◆ Stored records:
__________________________________________________

PR #1040, opened 2019-12-29
some of my suffocate edits without the new animation

xNuminousx:
This contains some of my edits/fixes to Suffocate without the new animation (which wasn't very well executed before).

## Fixes
* Fixed being able to use Suffocate on armor stands.

## Removals
* Removed an unnecessary LivingEntity variable.

## Misc. Changes
* Moved a for loop out of the animate method and placed it inside of the progress method. This was used to separate the different animations (under and above water) in my old PR and can be used for the same thing when an underwater animation gets worked on.

### DIFF
--- a/src/com/projectkorra/projectkorra/airbending/Suffocate.java
+++ b/src/com/projectkorra/projectkorra/airbending/Suffocate.java
@@ -4,6 +4,7 @@ import java.util.ArrayList;
 import java.util.List;
 
 import org.bukkit.Location;
+import org.bukkit.entity.ArmorStand;
 import org.bukkit.entity.Entity;
 import org.bukkit.entity.LivingEntity;
 import org.bukkit.entity.Player;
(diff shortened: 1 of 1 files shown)


src/com/projectkorra/projectkorra/airbending/Suffocate.java
```diff
@@ -149,7 +150,12 @@ public Suffocate(final Player player) {
 	public void progress() {
 		for (int i = 0; i < this.targets.size(); i++) {
 			final LivingEntity target = this.targets.get(i);
-			if (target.isDead() || !target.getWorld().equals(this.player.getWorld()) || target.getLocation().distanceSquared(this.player.getEyeLocation()) > this.range * this.range || GeneralMethods.isRegionProtectedFromBuild(this, target.getLocation())) {
+
+			if (target.isDead() ||
```
Varhagna: While I understand why you would change the formatting here, in order to keep it uniform with the rest of the plugin could you please change it back...

src/com/projectkorra/projectkorra/airbending/Suffocate.java
```diff
@@ -220,10 +225,11 @@ public void run() {
 			}
 		}
 
-		this.animate();
+		for (final LivingEntity target : this.targets)
+			this.animate(target);
+
 		if (!this.player.isSneaking()) {
 			this.remove();
-			return;
```
Varhagna: Why remove the return?

src/com/projectkorra/projectkorra/airbending/Suffocate.java
xNuminousx: ok

src/com/projectkorra/projectkorra/airbending/Suffocate.java
xNuminousx: it's unnecessary at the end of a void code block. wouldn't really impact anything if I added it back, it was just something my IDE picked up on. but I suppose if I changed every unnecessary thing about ProjectKorra that my IDE picked up on, ProjectKorra would look very different.

PR #1044, opened 2019-12-30
fixed falling into grass paths and farmland blocks

xNuminousx:
There may be a better fix out there but it works for me.
## Fixes
* Fixed the issue of Earthbenders falling into grass path and farmland blocks (because they are a bit smaller than the average block).
    > * [Trello link](https://trello.com/c/7poDJgMf/893-grasspath-and-farmland-stop-players-if-they-land-on-it-after-catapult-for-example)

### DIFF
--- a/src/com/projectkorra/projectkorra/earthbending/passive/DensityShift.java
+++ b/src/com/projectkorra/projectkorra/earthbending/passive/DensityShift.java
@@ -37,6 +37,8 @@ public class DensityShift extends EarthAbility implements PassiveAbility {
 		} else if (bPlayer.canMetalbend() && ElementalAbility.isMetalBlock(block)) {
 			return true;
 		}
+		if ((player.getLocation().getY() % 1) != 0)
+			player.teleport(player.getLocation().add(0, 0.1, 0));
 
 		if (ElementalAbility.isEarth(block)) {
 			for (final Block affectedBlock : GeneralMethods.getBlocksAroundPoint(block.getLocation(), 2)) {
@@ -57,10 +59,8 @@ public class DensityShift extends EarthAbility implements PassiveAbility {
 					}
 				}
 			}
-
 			return true;
 		}
-
 		return (TempBlock.isTempBlock(block) && EarthAbility.isEarthbendable(TempBlock.get(block).getBlock().getType(), true, true, false)) || EarthAbility.isEarthbendable(block.getType(), true, true, false) || ElementalAbility.isTransparent(player, block);
 	}
 
--- a/src/com/projectkorra/projectkorra/earthbending/passive/DensityShift.java
+++ b/src/com/projectkorra/projectkorra/earthbending/passive/DensityShift.java
@@ -17,6 +17,7 @@ import com.projectkorra.projectkorra.ability.PassiveAbility;
 import com.projectkorra.projectkorra.command.Commands;
 import com.projectkorra.projectkorra.configuration.ConfigManager;
 import com.projectkorra.projectkorra.util.TempBlock;
+import org.bukkit.util.Vector;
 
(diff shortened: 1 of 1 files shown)


src/com/projectkorra/projectkorra/earthbending/passive/DensityShift.java
```diff
@@ -37,6 +37,8 @@ public static boolean softenLanding(final Player player) {
 		} else if (bPlayer.canMetalbend() && ElementalAbility.isMetalBlock(block)) {
 			return true;
 		}
+		if ((player.getLocation().getY() % 1) != 0)
```
Simplicitee: This check should never run? Dividing by 1 never has a remainder, right??

src/com/projectkorra/projectkorra/earthbending/passive/DensityShift.java
```diff
@@ -37,6 +37,8 @@ public static boolean softenLanding(final Player player) {
...
+			player.teleport(player.getLocation().add(0, 0.1, 0));
```
Simplicitee: Instead of teleporting the player up 0.1, why not teleport them to `new Location(player.getWorld(), player.getLocation().getX(), player.getLocation().getBlock().getRelative(BlockFace.UP).getY(), player.getLocation().getZ())` or something along those lines.

src/com/projectkorra/projectkorra/earthbending/passive/DensityShift.java
xNuminousx: that is used to check if their Y is a whole number or not. If it’s not, which it isn’t when landing on grass paths or farmland blocks, then that statement will return true and thus my code will attempt to teleport a bit above the block to prevent falling into it.

src/com/projectkorra/projectkorra/earthbending/passive/DensityShift.java
xNuminousx: also would work

src/com/projectkorra/projectkorra/earthbending/passive/DensityShift.java
Varhagna: It also isn't a whole number in all of the following instances [https://minecraft.gamepedia.com/Solid_block#Height]

And given the code, your stuff will teleport them up before it checks whether there is an earthbendable block underneath them. So lets say someone lands on a ladder. It'll teleport them up exactly .1 blocks.

src/com/projectkorra/projectkorra/earthbending/passive/DensityShift.java
Varhagna: This would be much better and more modular.

src/com/projectkorra/projectkorra/earthbending/passive/DensityShift.java
xNuminousx: it can be moved, eZ fix

xNuminousx:
**Update**
With that recent commit, I feel it's much better than before.

Teleporting was bad. It felt jittery and would interrupt fast-paced gameplay. Both methods of teleporting did not feel good to use. Because of this, I instead shifted to push the player out of the block by the smallest velocity possible. The smallest push that I've given them is enough to push them out of the block, it does NOT alter the players yaw and pitch which means gameplay will not be interrupted, and it does NOT halt the player from sprinting if they were previously.

I think this is the better option to push them out of the block; preventing them from falling into it. I also tested this by falling on a stone slab and it doesn't affect blocks of other, lesser sizes that much. The player just gets pushed out of the sand block that spawns like normal.

Varhagna:
I have suggested we simply use a different block in the first place :) Good idea!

__________________________________________________

◆ DESCRIPTION OF THE TASK: All lines above with "LivingEntity" in them should be returned.

◆ ANSWER FOR THIS EXERCISE:
* Removed an unnecessary LivingEntity variable.
 import org.bukkit.entity.LivingEntity;
 			final LivingEntity target = this.targets.get(i);
+		for (final LivingEntity target : this.targets)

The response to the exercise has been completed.